2013/10/19、おしどりマコ氏が「ノーボーダー・震災&原発」に「
原発事故後3週間以内のWBC測定値が存在、35%が汚染」と題する記事を載せている。これによると、2013/1/27、放射線総合医学研究所で第2回国際シンポジウム「東京電力福島第一原子力発電所事故における初期内部被曝線量の再構築」が開催され、参加したフランスの研究者が次のように発言したという。
「フランスでは220人の日本から戻ってきた人を調査、測定。
280人、2011年日本から帰国した人の測定、35%の人が汚染。(この人数の違いは不明、通訳の発言をそのままメモした)
ゲルマニウム検出器で測定。
ホールボディカウンティング、ゲルマニウム検出器2機で行う。
甲状腺の測定は1つのゲルマニウム検出器で、正面と頸部。ほとんどの測定は事故の3週間以内。
汚染が確認された人たちは、大部分がヨウ素131。セシウム134、セシウム137も20人検出。テルル132、ヨウ素132も12人ほど検出」
ここで注目されるのは、ほとんどの測定が事故の3週間以内であり、半減期の短い核種も測定可能な時期に行われているということだ。対象人数と汚染が検出された人の数があやふやだが、(私の推定だが、3週間以内に測定できた人が220人、それより遅れて2011年中に帰国し検査を受けた人を加えた総計が280人ということではなかろうか)いずれにしても、35%の人から汚染が検出されている。
測定にあわせて「東京にどれくらいいたか、時系列で事故のときから東京にいて、飛行機に乗るまでどういった行動をしたのか、聞き取り調査をした」とあるから、行動記録とあわせれば、日本人の初期被曝の度合いを測る上で極めて貴重なデータだ。
おしどりマコ氏は、「現在、海外からの原発事故後の帰国者の測定データは日本に提供されていない」と書いており、将来的に損害賠償訴訟の決定的な証拠となりうるデータであり、日本国内でも援用され当局の責任追及が強まることは必至なだけに、日本の当局はもみ消しに躍起となるだろう。

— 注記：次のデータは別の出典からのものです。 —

PR #267, opened 2017-04-11
Add score and latest-updated sorting to AnalysisJob endpoint

### LINKED ISSUE #242: Add sorting options to AnalysisJob API endpoint
- [ ] Last updated (job completion datetime)
- [ ] Highest Rated
- [ ] Lowest Rated
- [ ] Alphabetical

### LINKED ISSUE #260: Add latest=true filter to analysis job list endpoint
It should only return the most recently completed AnalysisJob for each Neighborhood

KlaasH:
## Overview

Adds "overall score" and "latest updated" sorting and filtering to the AnalysisJobs endpoint.

### Demo

- Latest updated. Sorting by `created_at` already worked, but with the addition of `latest=True`, it now works as a "neighborhoods by last analysis run" endpoint: http://localhost:9200/api/analysis_jobs/?latest=True&ordering=-created_at
- Highest rated: http://localhost:9200/api/analysis_jobs/?latest=True&ordering=-overall_score
- Lowest rated: http://localhost:9200/api/analysis_jobs/?latest=True&ordering=overall_score
- Alphabetical by neighborhood: http://localhost:9200/api/analysis_jobs/?latest=True&ordering=neighborhood__label (note the double-underscore.  the `neighborhood_label` field in the results is a MethodField added by the serializer, so not sortable)

### Notes

~Issue #242 calls for "Last updated (job completion datetime)".  This implements it as job creation datetime.  I just started writing up a case for doing it by job creation, but then realized that would mean the scores for a neighborhood disappear as soon as a new job is started for it, which would not be great.  I made a run at pulling AnalysisJobStatusUpdate information into the query and didn't get there, but I'll have another go in issue #260.~

I pushed a new version that switches to doing the `latest` filtering in code and behaves thus:
- If there are successful jobs for a neighborhood, include only the one that finished most recently
- If there are none, include the one with the most recent status update
- If there are no status updates for any job for a neighborhood (i.e. only CREATED jobs), return the most recently modified job

Note also, if this gets applied after a status filter (which seems to be the case. I haven't found documentation, but it seems like it gets applied second regardless of parameter ordering), it will be based on the set of jobs it gets, so it'll follow the fallback logic and return the most recently updated of those jobs, even if there are other jobs for the same neighborhoods with different statuses that are newer.

## Testing Instructions

See the Demo section for example queries.  The new ordering options and the `latest=True` filter should work fine in conjunction with the previously-existing filters (e.g. by status) and ordering options.

Resolves #242, resolves #260.

### DIFF
--- a/src/django/pfb_analysis/filters.py
+++ b/src/django/pfb_analysis/filters.py
@@ -24,6 +24,7 @@ class AnalysisJobFilterSet(filters.FilterSet):
         if value:
             matches = [m.pk for m in queryset.all() if m.status == value]
             queryset = queryset.filter(pk__in=matches)
+
         return queryset
 
     def filter_latest(self, queryset, name, value):
--- a/src/django/pfb_analysis/filters.py
+++ b/src/django/pfb_analysis/filters.py
@@ -1,0 +1,40 @@
+import logging
+
+from rest_framework import filters
+import django_filters
+from django.db.models import Case, When, Q, Max, Value, BooleanField
+
+from .models import AnalysisJob
+
+
+logger = logging.getLogger(__name__)
+
+
+class AnalysisJobFilterSet(filters.FilterSet):
+    """ Filters for AnalysisJob:
+      - status, to handle job status being defined as a property and not as database field
+      - latest, to return only the most recent analysis job for each neighborhood
+    """
+
+    status = django_filters.ChoiceFilter(choices=AnalysisJob.Status.CHOICES,
+                                         method='filter_status')
+    latest = django_filters.BooleanFilter(method='filter_latest')
+
+    def filter_status(self, queryset, name, value):
+        if value:
+            matches = [m.pk for m in queryset.all() if m.status == value]
+            queryset = queryset.filter(pk__in=matches)
+        return queryset
+
+    def filter_latest(self, queryset, name, value):
+        if type(value) is bool:
+            queryset = queryset.annotate(is_latest=Case(
+                When(Q(created_at=Max('neighborhood__analysis_jobs__created_at')),
+                     then=Value(True)),
+                default=Value(False),
+                output_field=BooleanField())).filter(is_latest=value)
+        return queryset
+
+    class Meta:
+        model = AnalysisJob
+        fields = ['neighborhood', 'batch', 'status', 'latest']
--- a/src/django/pfb_analysis/filters.py
+++ b/src/django/pfb_analysis/filters.py
@@ -2,9 +2,8 @@ import logging
 
 from rest_framework import filters
 import django_filters
-from django.db.models import Case, When, Q, Max, Value, BooleanField
 
-from .models import AnalysisJob
+from .models import AnalysisJob, AnalysisJobStatusUpdate, Neighborhood
 
 
 logger = logging.getLogger(__name__)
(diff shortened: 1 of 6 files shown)


src/django/pfb_analysis/filters.py
```diff
@@ -0,0 +1,62 @@
...
+        return queryset
+
+    def filter_latest(self, queryset, name, value):
+        """ Filters down to the latest successful analysis for each neighborhood, but falls back
+        to the latest modified if there are no successful analysis jobs for a neighborhood.
+
+        This means that if it's applied on top of a status filter, it follows the fallback
+        path and returns the latest job with the given status.
+
+        Runs tons of queries, but the query expression required to do this would be gnarly.
```
CloudNiner: Meh. Think I agree that its probably fine for now, but worth investigating if it gets nasty later.

src/django/pfb_analysis/views.py
```diff
@@ -12,24 +12,26 @@
...
+from .serializers import AnalysisJobSerializer, NeighborhoodSerializer
+from .filters import AnalysisJobFilterSet
+from .functions import ObjectAtPath
+
 
 class AnalysisJobViewSet(ModelViewSet):
     """For listing or retrieving analysis jobs."""
 
-    queryset = AnalysisJob.objects.all()
+    queryset = AnalysisJob.objects.all().annotate(
```
CloudNiner: Presumably this annotation is so that the sorting works, right?

This annotation is presumably useful elsewhere. Consider moving the logic to a custom AnalysisJobManager in models.py.

src/django/pfb_analysis/functions.py
```diff
@@ -0,0 +1,14 @@
+from django.db.models.expressions import Func
+
+
+class ObjectAtPath(Func):
```
CloudNiner: Huh. I'm a bit surprised this doesn't exist already.

src/django/pfb_analysis/views.py
```diff
@@ -12,24 +12,26 @@
...
+        overall_score=ObjectAtPath('overall_scores', ('overall_score', 'score_normalized')))
```
KlaasH: Yeah, I agree, but https://docs.djangoproject.com/en/1.10/ref/contrib/postgres/fields/#jsonfield is focused on filtering and I don't see anything that would fit the bill at https://docs.djangoproject.com/en/1.10/ref/models/expressions/

The double-underscore syntax has been extended to traversing JSONField values in some contexts, e.g.
```
AnalysisJob.objects.filter(overall_scores__overall_score__score_normalized__gt=1)
```
works, but
```
AnalysisJob.objects.annotate(overall_score=F('overall_scores__overall_score__score_normalized'))
```
says "FieldError: Cannot resolve keyword 'overall_score' into field. Join on 'overall_scores' not permitted."

src/django/pfb_analysis/filters.py
KlaasH: Definitely would be up for another run at it at some point, since the same logic would probably enable moving the status filter into the query as well, but yeah, it seems reasonable to settle for this for the moment.

src/django/pfb_analysis/views.py
KlaasH: Good point.  It seemed weird here, but I wasn't sure where it should go.  Will move.

src/django/pfb_analysis/functions.py
KlaasH: Yeah, I agree, but https://docs.djangoproject.com/en/1.10/ref/contrib/postgres/fields/#jsonfield is focused on filtering and I don't see anything that would fit the bill at https://docs.djangoproject.com/en/1.10/ref/models/expressions/

The double-underscore syntax has been extended to traversing JSONField values in some contexts, e.g.
```
AnalysisJob.objects.filter(overall_scores__overall_score__score_normalized__gt=1)
```
works, but
```
AnalysisJob.objects.annotate(overall_score=F('overall_scores__overall_score__score_normalized'))
```
says "FieldError: Cannot resolve keyword 'overall_score' into field. Join on 'overall_scores' not permitted."

CloudNiner: I have some hunches on why that F expression is failing, but either way I wouldn't expect them to work for jsonb fields since the SQL query syntax is different and jsonb is postgresql specific. Either way I think the solution presented here is ok for now.

PR #268, opened 2017-04-11
Codify SES Send Email permissions in Terraform

### LINKED ISSUE #238: Add SES:SendRawEmail permission to EC2 container instance profile
Was temporarily added to the EC2 StagingContainerInstanceProfile via the AWS console

CloudNiner:
## Overview

Email permissions are needed by the EC2 instance to properly send user emails. These were quickfixed earlier on by adding the necessary permissions in the console. Now the same permissions are codified in Terraform

### Demo

screen shot 2017-04-11 at 15 41 11

### Notes

I _believe_ I made these changes in an acceptable way, as an inline policy for both ECS/EC2. Permission seems to be necessary on both. 

## Testing Instructions

Can checkout branch and run `./scripts/infra plan` to verify no permissions changes in the plan, the changes in the PR are live in the staging environment.

Closes  #238

### DIFF
--- a/deployment/terraform/iam.tf
+++ b/deployment/terraform/iam.tf
@@ -27,12 +27,15 @@ data "aws_iam_policy_document" "container_instance_ecs_assume_role" {
   }
 }
 
-data "aws_iam_policy_document" "container_instance_ses_send_email" {
+data "aws_iam_policy_document" "ses_send_email" {
   statement {
     effect = "Allow"
 
     resources = ["*"]
-    actions   = ["ses:SendRawEmail"]
+    actions   = [
+      "ses:SendEmail",
+      "ses:SendRawEmail"
+    ]
   }
 }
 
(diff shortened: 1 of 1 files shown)


CloudNiner:
@azavea/operations can you take a look?

deployment/terraform/iam.tf
```diff
@@ -80,10 +83,10 @@ resource "aws_iam_role_policy_attachment" "ecs_policy" {
   policy_arn = "${var.aws_ecs_service_role_policy_arn}"
 }
 
-resource "aws_iam_role_policy" "ses_send_email" {
-  name   = "SESSendEmail"
+resource "aws_iam_role_policy" "ecs_ses_send_email" {
```
hectcastro: I don't think this one is necessary. This role is assumed by the ECS service to make API calls on our behalf. It shouldn't need to send emails.

deployment/terraform/iam.tf
```diff
@@ -99,6 +102,12 @@ resource "aws_iam_role" "container_instance_ec2" {
   assume_role_policy = "${data.aws_iam_policy_document.container_instance_ec2_assume_role.json}"
 }
 
+resource "aws_iam_role_policy" "ec2_ses_send_email" {
```
hectcastro: This one is definitely necessary because it gets assumed by the EC2 instance running the application.

deployment/terraform/iam.tf
CloudNiner: Tested...correct. Updated PR.

deployment/terraform/iam.tf
```diff
@@ -99,6 +96,12 @@ resource "aws_iam_role" "container_instance_ec2" {
...
+  name = "EC2SESSendEmail"
```
hectcastro: I think that it would be good to inject `var.environment` into this name so that the staging and production environments don't collide when inside the same account.

CloudNiner: Good idea. Done.

PR #275, opened 2017-04-12
Feature/awf/django save neighborhood geom

### LINKED ISSUE #190: Save neighborhood geometry in Django DB on model create

CloudNiner:
## Overview

Bah. This took longer than expected. Due to the abstractions in the Django file API, we can only rely on a very specific subset of File operations when working with a FileField. This means that in order to protect against the underlying storage API changing, we need to read the entire file to disk so we can parse it with Fiona or even something like Django's built-in DataSource API, because those only support Python file objects or a string path to a file on disk.

## Notes

Added a data migration to parse any existing Neighborhoods, catching all errors and printing exceptions to console so that migrations don't fail if there's an error loading up a Neighborhood's shapefile.

## Testing Instructions

1. Run migrations. All of your existing neighborhoods should now have geoms attached.

2. Create a new neighborhood boundary via the API, then inspect it in the django shell, `neighborhood.geom` should be non-null.

Closes #190


src/django/pfb_analysis/models.py
```diff
@@ -101,6 +103,7 @@ def set_boundary_file(self, geom):
                         zip_handle.write(os.path.join(tmpdir, shpfile), shpfile)
             boundary_file = File(open(zip_filename))
             self.boundary_file = boundary_file
+            self.geom = geom
```
CloudNiner: Shortcut by directly setting geom here, so that we don't create a shapefile from the geom to upload, then in save recreate the shapefile locally again just so we can get the geom back from it that we already have.

src/django/pfb_network_connectivity/models.py
```diff
@@ -5,7 +5,7 @@
 from __future__ import unicode_literals
 import uuid
 
-from django.db import models
+from django.contrib.gis.db import models
```
CloudNiner: This seemed easiest, no issues with swapping the base class. Other option was to have two PFBModel base classes, one inheriting from gis model and one from the regular one, but that was way more effort for essentially no gain.

Issue #114, opened 2017-03-01
Parameterize buffer distance in coverage.sql


CloudNiner:
It doesn't look like this file is currently in use anywhere? Can you verify @spencerrecneps ?

spencerrecneps:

だが、上の短い記述だけでも、かけがえのない重要な情報だ。次の情報を読んで欲しい。吸気で肺に取り込まれたものは砂でも脳の血管を詰まらせることがある。
※ HIRO @89Geigers氏の2013/4/14のツイート
長年、土埃を吸いやすい環境で仕事をしてきた人が脳梗塞を起こした。頭を開いてみると、脳の血管に詰まっていたのは血栓ではなく、砂だった。吸い込んだものが肺から脳血管までいくということ。これは放射性物質でも同じ。だから吸気被曝は危険。頭じゃなく心臓にいけば心筋梗塞だ。
そして、「おやじが次々死んでいく怖すぎる現実」に記録してあるように、除染現場での作業中や休憩中、福島第一原発での作業中に突然死する方が出ており、その原因は、大気中の放射性物質を吸い込み、それが体内で短時間で心筋に集まったことによるとの見解も出ている。
「最近出たロシアの論文によればセシウム137は遅効性でなく、その場で即心臓の筋肉に支障をきたすとある。福一に最初に入った労働者の方が2日後に心筋梗塞で亡くなったのはそれではないかと今は思っている。」
最近、村上周三東京大学名誉教授の著作からとった次の見解が流布している。
「人間は環境化学物質の83%を空気(肺)から取り込み、食品からは7%、飲料からは8%に過ぎない。私たちが一日に呼吸する空気は約20キロ。食べ物や水の摂取量の およそ10倍」
村上周三・東京大学名誉教授「住まいと人体、工学的視点から(臨床環境医学 第9巻第2号、pp.49-62)
人の一日の飲食料品の摂取量は約2kg。私の試算では、吸気の量は一日11.5立方メートル程度と見られる。
CTBT高崎観測所のデータを用いて2011/3以降、吸気でどれほどのセシウムが肺に出入りしたが、試算したことがある。「呼吸でこれだけセシウムを吸っている」
CTBT高崎観測所のデータにより、Cs-134、Cs-136、Cs-137の日次の合計値は、次のように変化している。
そして、日次の吸気に含まれる放射性セシウムの量を累積していくと次のグラフになる。2011/3月中の吸気によるセシウムの取り込みが9割以上を占める。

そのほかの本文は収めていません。